Have you ever witnessed a puppy breaking out of a dragon egg? What about a picture of a cyberpunk airship-filled city with greenery spilling over balconies? Or about a photo of two robots fighting in an octagon? All of the mentioned and much more is possible thanks to AI-generated images.
These may seem impossible, yet they are made possible through text-to-image generation, a cutting-edge form of machine learning. These models are capable of producing excellent, photorealistic graphics from a straightforward text cue.
Scientists and engineers at Google Research have been investigating text-to-image generation using a range of AI algorithms. Following extensive testing, they recently introduced Imagen and Parti as two new text-to-image models. Both are capable of producing photorealistic photos, but they do it in different ways. We would want to talk a little bit more about the functionality and potential of these models.
How Does Text-To-Image (AI-generated images) Work?
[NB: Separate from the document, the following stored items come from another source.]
PR #4021, opened 2026-08-22
fix(#3996): keep image-output models eligible for session titles

aheritier:
## What and why

Build ordered session-title candidates from `title_model` and the normal agent model. Keep image-output-capable candidates eligible, skip nil candidates, and fall through after an empty or failed candidate. This changes title selection only; it does not guarantee a provider returns a nonempty title.

Part of docker/docker-agent#3996. Review this PR against its immediate parent, docker/docker-agent#4020, rather than the aggregate stack against `main`.

## Commit inventory

Head: `13afae4a093aac86a4af104510eac01a9be1c70d`; parent SHA: `ac6390e97f8c0f8cb20f890ac59e555dccdcc0d2`.

- `13afae4a093aac86a4af104510eac01a9be1c70d` — fix(#3996): keep image-output models eligible for session titles

## Validation

```sh
go test -v -count=1 ./pkg/sessiontitle ./pkg/runtime -run 'TestNew_ImageOutputCandidateFallsThroughOnFailure|TestNew_AllImageOutputCandidatesRemainEligible|TestLocalRuntime_TitleGenerator|TestRunStream_ImageOutputOnlyModel_MainStreamUnaffected'
```

Matched top-level tests: `pkg/runtime`: **3**; `pkg/sessiontitle`: **2**.


aheritier (commented):
Review of d5276dbe (delta vs gemini-image-request-guard only). CI green for this SHA (16/16 non-skipped checks). Built, `go test -race` (sessiontitle/runtime/server/cmd/root) and golangci-lint clean locally.

**[blocking] Docs contradict the code.** `docs/configuration/models/index.md:182-187` (new) says an `image: true` model "is skipped as a session-title candidate" and titles fall to "the first non-image-output candidate". `sessiontitle.New` (`generator.go:51-61`) has no such filter and the new tests (`TestNew_AllImageOutputCandidatesRemainEligible` etc.) assert the opposite. Same stale wording in `pkg/runtime/title_generator_test.go:130` and the PR body ("preserving the title-generation model filter"). Please drop/rewrite.

**[blocking] Title requests on image-output Gemini models with built-in tools still fail.** The only functional change is `New` returning nil on an empty list; `pkg/model` is byte-identical to base. Driving a real Gemini client through `sessiontitle.Generate` at this head: with `output_capabilities.image: true` + `provider_opts.google_search: true`, the title attempt is rejected by the #4020 guard ("does not support built-in tools") with zero wire requests — `builtInTools()` (`gemini/client.go:531-549`) ignores `GeneratingTitle()`, unlike `wantsImageResponseModalities` (`client.go:734-741`). The plain image-output case works, but that's base behaviour. Suggest making `builtInTools()` return nil when `GeneratingTitle() || Compacting()` (ideally in #4020 — it fixes compaction's identical gap too) and reframing this PR as the constructor refactor + regression pins.

**[should-fix] Pin the load-bearing property.** Tests only prove `New` doesn't filter. The comment "Gemini title requests deliberately omit response modalities" isn't guarded anywhere: removing `!GeneratingTitle() && !Compacting()` from `wantsImageResponseModalities` passes every test in gemini/sessiontitle/runtime/server. Add a gemini test: image-output client + `WithGeneratingTitle()` → no `responseModalities`, no built-in tools, exactly one provider call.

Verified OK: candidate order title_model → model → fallbacks preserved; nil generator handled by all consumers (app.go, session_manager.go, run.go, new.go, debug.go); no accidental exclusion of text-only/tools-disabled models; no interaction with the NoThinking clone sentinel or the content-free done chunk.

dgageot (approved):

People use text-to-image models to create visuals that as nearly as possible match the provided text descriptions. Fractal building architecture made of cross-laminated timber peaking above the clouds is an example of more complicated detail, interaction, or descriptive indicator used in AI-generated images.
In recent years, ML models have been trained on big image datasets with accompanying textual descriptions, leading to improved images and a wider variety of descriptions. This has led to important developments in this field, such as Open AI’s DALL-E 2 or MidJourney, which was used for the illustrations for this article.
How Imagen and Parti Work?
Both Imagen and Parti expand on earlier models. Transformer models have the ability to analyze how words fit into a sentence. They are the basis of our text-to-image models’ representation of text. Both models employ a novel method that aids in producing visuals that more closely resemble the text description. Although Imagen and Parti employ comparable technology, they seek various but complementary models.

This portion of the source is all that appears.